- Task brief -
Starting at the first line, copy the data below through to the end, exactly.

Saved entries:

-*-*-

PR #2569, opened 2021-02-12
PP-7708 List team members with take telephone payments roles

alexbishop1:
On the page for managing team members, list users who have the `view-and-initiate-moto` or `view-refund-and-initiate-moto` roles.

It’s not currently possible to assign these roles to users so there should not be any yet.

This contains a temporary change to the `getRoleByExtId` function to hide the new roles from the code for managing team members and inviting new users so someone cannot sneakily assign these new roles to users before we’re ready.


app/controllers/service-users.controller.js
```diff
@@ -60,25 +60,14 @@ module.exports = {
 
     const onSuccess = function ([members, invitedMembers]) {
       const teamMembers = mapByRoles(members, externalServiceId, req.user)
-      const numberOfAdminMembers = teamMembers.admin.length
-      const numberOfViewOnlyMembers = teamMembers[roles['view-only'].name].length
-      const numberOfViewAndRefundMembers = teamMembers[roles['view-and-refund'].name].length
-      const numberActiveMembers = numberOfAdminMembers + numberOfViewOnlyMembers + numberOfViewAndRefundMembers
```
alexbishop1, line 66: These were, like, never used in the template.

app/views/team-members/team-members.njk
```diff
@@ -118,6 +118,62 @@ Team members - GOV.UK Pay
...
+                  <a class="govuk-link govuk-link--no-visited-state govuk-!-display-block " id="view-and-initiate-moto-member-{{ loop.index }}-link" href="{{ team_member.link }}">
+                {% else %}
+                  <span>
+                {% endif %}
+                {{ team_member.username }} {% if team_member.is_current %}(you){% endif %}
+                {% if permissions.users_service_read %}
+                  </a>
+                {% else %}
+                  </span>
+                {% endif %}
```
sfount, line 141: Conditional closing tags frightening me a bit! 

Could the condition be lifted for readability?

(suggestion not tested!)

```suggestion
                {% set permissionText %}
                  {{ team_member.username }} {% if team_member.is_current %}(you){% endif %}
                {% endset %}
                {% if permissions.users_service_read %}
                  <a href="{{ team_member.link }}">{{ permissionText }}</a>
                {% else %}
                  <span>{{ permissionText }}</span>
                {% endif %}
```

sfount (commented):
I haven't looked at the context of the PR or functionality as a whole but a quick comment on a potentially fragile point in the templating. It probably shouldn't block the PR

app/views/team-members/team-members.njk
alexbishop1: That entire block is just a lightly-modified block copied and pasted from another part of the page but you’re right the logic is hideous so I’ll have a look at fixing it.

alexbishop1: OK, done that.

app/utils/roles.js
```diff
@@ -13,7 +15,7 @@ module.exports = {
   getRoleByExtId: roleExtId => {
     let found
     _.toArray(roles).forEach(role => {
-      if (role.extId === roleExtId) {
+      if (role.extId === roleExtId && role.extId !== 500 && role.extId !== 600) {
```
sfount, line 18: I don't think this is a good precedent to set, it's not clear from the code what 500 or 600 are or why they'd be excluded. 

If this pattern had to exist I would recommend naming this and separating the inline logic so that it's explicit, something along the lines of

```js 
const nonPermissableRoleExternalIds = [ 500, 600 ]
if (nonPermissableRoleExternalIds.includes(role.extId)) {
  return
}
```

This whole function and patten is confusing to be honest

sfount (approved):
Really good template cleanup 👍  I haven't verified the functionality works as expected but it follows and improves on the pattern

app/utils/roles.js
alexbishop1: This will be gone soon, hopefully in a few hours.

PR #2576, opened 2021-02-16
PP-7708 Allow assigning existing users to telephone payments roles

alexbishop1:
Allow admin users of a service to change an existing user’s role to `view-and-initiate-moto` or `view-refund-and-initiate-moto`.

For now, these two new roles are only shown if the service has the `agent_initiated_moto_enabled` flag set, which we’re using to limit which services have the agent-initiated MOTO payments feature.

If the flag is false, a determined admin could still assign one of the new roles to a user. However, on its own that will not allow
the user to to do anything more, so it’s not really worth trying to prevent this.

### DIFF
--- a/app/views/team-members/team-member-permissions.njk
+++ b/app/views/team-members/team-member-permissions.njk
@@ -30,62 +30,154 @@ Edit team member permissions - GOV.UK Pay
   </dl>
   <form id="role-update-form" method="post" action="{{editPermissionsLink}}">
     <input id="csrf" name="csrfToken" type="hidden" value="{{csrf}}"/>
-    {{
-      govukRadios({
-        idPrefix: 'role-input',
-        name: 'role-input',
-        fieldset: {
-          legend: {
-            text: 'Permission level',
-            classes: 'govuk-fieldset__legend--s'
-          }
-        },
-        items: [
-          {
-              value: admin.id,
-              id: "role-admin-input",
-              text: 'Administrator',
-              classes: 'govuk-label--s',
-              checked: admin.checked,
-              hint: {
-                html: '<ul class="govuk-list pay-text-grey">
-                        <li>View transactions</li>
-                        <li>Refund payments</li>
-                        <li>Manage settings</li>
-                      </ul>'
-              }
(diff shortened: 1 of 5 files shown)


SandorArpa (approved):
LGTM

app/views/team-members/team-member-permissions.njk
```diff
@@ -30,62 +30,154 @@ Edit team member permissions - GOV.UK Pay
...
-              classes: 'govuk-label--s',
-              checked: admin.checked,
-              hint: {
-                html: '<ul class="govuk-list pay-text-grey">
-                        <li>View transactions</li>
-                        <li>Refund payments</li>
-                        <li>Manage settings</li>
-                      </ul>'
-              }
+    {% if serviceHasAgentInitiatedMotoEnabled %}
```
sfount, line 33: I think the duplication here can be avoided, as the entries seem to have exactly the same content it feels prime for getting out of sync with each other.

It might work something like

```njk
{% set roleOptionItems = [{
    value: admin.id,	
    id: "role-admin-input"
  }, {
    // ...
  }] 
%}
 
{% if serviceHasAgentInitiatedMotoEnabled %}

{% set roleOptionItems = roleOptionItems.push({
      value: viewAndInitiateMoto.id,
      id: "role-view-and-initiate-moto-input"
    }, {
       value: viewRefundAndInitiateMoto.id,
       id: "role-view-refund-and-initiate-moto-input"
    }) 
%}

{% endif %}

{% govukRadios({
  items: roleOptionItems
}) %}
```

This solution hasn't actually been tried, the syntax may be whack.

alexbishop1: They’re not quite the same: they have slightly different hints. But I’ll see what I can do.

sfount: Ah I didn't notice the extra hint implicit with the flag being set. This doesn't need to block the pr

alexbishop1: I think I will leave it for now. While adding extra roles to the array is fairly straightforward, also going back and modifying all the hints would be a bit gnarly!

-*-*-

- Response area -
PR #2569, opened 2021-02-12
PP-7708 List team members with take telephone payments roles

alexbishop1:
On the page for managing team members, list users who have the `view-and-initiate-moto` or `view-refund-and-initiate-moto` roles.

It’s not currently possible to assign these roles to users so there should not be any yet.

This contains a temporary change to the `getRoleByExtId` function to hide the new roles from the code for managing team members and inviting new users so someone cannot sneakily assign these new roles to users before we’re ready.


app/controllers/service-users.controller.js
```diff
@@ -60,25 +60,14 @@ module.exports = {
 
     const onSuccess = function ([members, invitedMembers]) {
       const teamMembers = mapByRoles(members, externalServiceId, req.user)
-      const numberOfAdminMembers = teamMembers.admin.length
-      const numberOfViewOnlyMembers = teamMembers[roles['view-only'].name].length
-      const numberOfViewAndRefundMembers = teamMembers[roles['view-and-refund'].name].length
-      const numberActiveMembers = numberOfAdminMembers + numberOfViewOnlyMembers + numberOfViewAndRefundMembers
```
alexbishop1, line 66: These were, like, never used in the template.

app/views/team-members/team-members.njk
```diff
@@ -118,6 +118,62 @@ Team members - GOV.UK Pay
...
+                  <a class="govuk-link govuk-link--no-visited-state govuk-!-display-block " id="view-and-initiate-moto-member-{{ loop.index }}-link" href="{{ team_member.link }}">
+                {% else %}
+                  <span>
+                {% endif %}
+                {{ team_member.username }} {% if team_member.is_current %}(you){% endif %}
+                {% if permissions.users_service_read %}
+                  </a>
+                {% else %}
+                  </span>
+                {% endif %}
```
sfount, line 141: Conditional closing tags frightening me a bit! 

Could the condition be lifted for readability?

(suggestion not tested!)

```suggestion
                {% set permissionText %}
                  {{ team_member.username }} {% if team_member.is_current %}(you){% endif %}
                {% endset %}
                {% if permissions.users_service_read %}
                  <a href="{{ team_member.link }}">{{ permissionText }}</a>
                {% else %}
                  <span>{{ permissionText }}</span>
                {% endif %}
```

sfount (commented):
I haven't looked at the context of the PR or functionality as a whole but a quick comment on a potentially fragile point in the templating. It probably shouldn't block the PR

app/views/team-members/team-members.njk
alexbishop1: That entire block is just a lightly-modified block copied and pasted from another part of the page but you’re right the logic is hideous so I’ll have a look at fixing it.

alexbishop1: OK, done that.

app/utils/roles.js
```diff
@@ -13,7 +15,7 @@ module.exports = {
   getRoleByExtId: roleExtId => {
     let found
     _.toArray(roles).forEach(role => {
-      if (role.extId === roleExtId) {
+      if (role.extId === roleExtId && role.extId !== 500 && role.extId !== 600) {
```
sfount, line 18: I don't think this is a good precedent to set, it's not clear from the code what 500 or 600 are or why they'd be excluded. 

If this pattern had to exist I would recommend naming this and separating the inline logic so that it's explicit, something along the lines of

```js 
const nonPermissableRoleExternalIds = [ 500, 600 ]
if (nonPermissableRoleExternalIds.includes(role.extId)) {
  return
}
```

This whole function and patten is confusing to be honest

sfount (approved):
Really good template cleanup 👍  I haven't verified the functionality works as expected but it follows and improves on the pattern

app/utils/roles.js
alexbishop1: This will be gone soon, hopefully in a few hours.

PR #2576, opened 2021-02-16
PP-7708 Allow assigning existing users to telephone payments roles

alexbishop1:
Allow admin users of a service to change an existing user’s role to `view-and-initiate-moto` or `view-refund-and-initiate-moto`.

For now, these two new roles are only shown if the service has the `agent_initiated_moto_enabled` flag set, which we’re using to limit which services have the agent-initiated MOTO payments feature.

If the flag is false, a determined admin could still assign one of the new roles to a user. However, on its own that will not allow
the user to to do anything more, so it’s not really worth trying to prevent this.

### DIFF
--- a/app/views/team-members/team-member-permissions.njk
+++ b/app/views/team-members/team-member-permissions.njk
@@ -30,62 +30,154 @@ Edit team member permissions - GOV.UK Pay
   </dl>
   <form id="role-update-form" method="post" action="{{editPermissionsLink}}">
     <input id="csrf" name="csrfToken" type="hidden" value="{{csrf}}"/>
-    {{
-      govukRadios({
-        idPrefix: 'role-input',
-        name: 'role-input',
-        fieldset: {
-          legend: {
-            text: 'Permission level',
-            classes: 'govuk-fieldset__legend--s'
-          }
-        },
-        items: [
-          {
-              value: admin.id,
-              id: "role-admin-input",
-              text: 'Administrator',
-              classes: 'govuk-label--s',
-              checked: admin.checked,
-              hint: {
-                html: '<ul class="govuk-list pay-text-grey">
-                        <li>View transactions</li>
-                        <li>Refund payments</li>
-                        <li>Manage settings</li>
-                      </ul>'
-              }
(diff shortened: 1 of 5 files shown)


SandorArpa (approved):
LGTM

app/views/team-members/team-member-permissions.njk
```diff
@@ -30,62 +30,154 @@ Edit team member permissions - GOV.UK Pay
...
-              classes: 'govuk-label--s',
-              checked: admin.checked,
-              hint: {
-                html: '<ul class="govuk-list pay-text-grey">
-                        <li>View transactions</li>
-                        <li>Refund payments</li>
-                        <li>Manage settings</li>
-                      </ul>'
-              }
+    {% if serviceHasAgentInitiatedMotoEnabled %}
```
sfount, line 33: I think the duplication here can be avoided, as the entries seem to have exactly the same content it feels prime for getting out of sync with each other.

It might work something like

```njk
{% set roleOptionItems = [{
    value: admin.id,	
    id: "role-admin-input"
  }, {
    // ...
  }] 
%}
 
{% if serviceHasAgentInitiatedMotoEnabled %}

{% set roleOptionItems = roleOptionItems.push({
      value: viewAndInitiateMoto.id,
      id: "role-view-and-initiate-moto-input"
    }, {
       value: viewRefundAndInitiateMoto.id,
       id: "role-view-refund-and-initiate-moto-input"
    }) 
%}

{% endif %}

{% govukRadios({
  items: roleOptionItems
}) %}
```

This solution hasn't actually been tried, the syntax may be whack.

alexbishop1: They’re not quite the same: they have slightly different hints. But I’ll see what I can do.

sfount: Ah I didn't notice the extra hint implicit with the flag being set. This doesn't need to block the pr

alexbishop1: I think I will leave it for now. While adding extra roles to the array is fairly straightforward, also going back and modifying all the hints would be a bit gnarly!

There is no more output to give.